Problem details
The data below must be copied in full and without any change.

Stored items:
PR #219, opened 2021-12-21
Add ORM commands

### LINKED ISSUE #214: craft model should follow models location configuration
`python craft model Post` should create the file at location defined by `models.location` binding.

# Problem
The issue here is that this config is defined in Masonite and the command is coming from masonite-orm.

Here are some solutions to address this issue :

## Approach 1
Should we add an argument in ORMProvider when initializing MakeModelCommand ?

```python
class ORMProvider(Provider):
    """Masonite ORM database provider to be used inside
    Masonite based projects."""

    def __init__(self, application):
        self.application = application

    def register(self):
        self.application.make("commands").add(
            MakeMigrationCommand(),
            MakeSeedCommand(),
            MakeObserverCommand(),
            MigrateCommand(),
            MigrateResetCommand(),
            MakeModelCommand(application.make("models.location")),
            MigrateStatusCommand(),
            MigrateRefreshCommand(),
            MigrateRollbackCommand(),
            SeedRunCommand(),
        ),

    def boot(self):
        pass
```

This would require to edit the MakeModelCommand __init__ method to add this argument and use it when defined and when not defined use the directory option...

## Approach 2
Duplicate this command inside Masonite commands and don't register the command in ORMProvider => then we can do what we want.

## Approach 3
Duplicate this command inside Masonite commands and don't register the command in ORMProvider. But inherit the MakeModelCommand from masoniteorm.

girardinsamuel:
Fixes #214 
For now I added all commands available inside ORMProvider from orm package and then I swapped the `MakeModelCommand` with an internal one. I guess we should do it for some other commands so that models location and migrations location are correctly configured without to pass --models or --directory option each time.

Written answer
PR #219, opened 2021-12-21
Add ORM commands

### LINKED ISSUE #214: craft model should follow models location configuration
`python craft model Post` should create the file at location defined by `models.location` binding.

# Problem
The issue here is that this config is defined in Masonite and the command is coming from masonite-orm.

Here are some solutions to address this issue :

## Approach 1
Should we add an argument in ORMProvider when initializing MakeModelCommand ?

```python
class ORMProvider(Provider):
    """Masonite ORM database provider to be used inside
    Masonite based projects."""

    def __init__(self, application):
        self.application = application

    def register(self):
        self.application.make("commands").add(
            MakeMigrationCommand(),
            MakeSeedCommand(),
            MakeObserverCommand(),
            MigrateCommand(),
            MigrateResetCommand(),
            MakeModelCommand(application.make("models.location")),
            MigrateStatusCommand(),
            MigrateRefreshCommand(),
            MigrateRollbackCommand(),
            SeedRunCommand(),
        ),

    def boot(self):
        pass
```

This would require to edit the MakeModelCommand __init__ method to add this argument and use it when defined and when not defined use the directory option...

## Approach 2
Duplicate this command inside Masonite commands and don't register the command in ORMProvider => then we can do what we want.

## Approach 3
Duplicate this command inside Masonite commands and don't register the command in ORMProvider. But inherit the MakeModelCommand from masoniteorm.

girardinsamuel:
Fixes #214 
For now I added all commands available inside ORMProvider from orm package and then I swapped the `MakeModelCommand` with an internal one. I guess we should do it for some other commands so that models location and migrations location are correctly configured without to pass --models or --directory option each time.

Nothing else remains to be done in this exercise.